Raw data:
PR #491, opened 2023-05-03
SNOW-807102 Disable OpenManyChannelsIT

sfc-gh-lsembera:
The `OpenManyChannelsIT` integration test takes a very long time and generates a large log output. It is not a good fit for SDK integration tests running with each PR and will be re-implemented in dew.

Your task:
Beginning with the line that contains "SNOW-807102 Disable OpenManyChannelsIT", retype every remaining line of the listing exactly, ending with the last one.

Answer for the task:
SNOW-807102 Disable OpenManyChannelsIT

sfc-gh-lsembera:
The `OpenManyChannelsIT` integration test takes a very long time and generates a large log output. It is not a good fit for SDK integration tests running with each PR and will be re-implemented in dew.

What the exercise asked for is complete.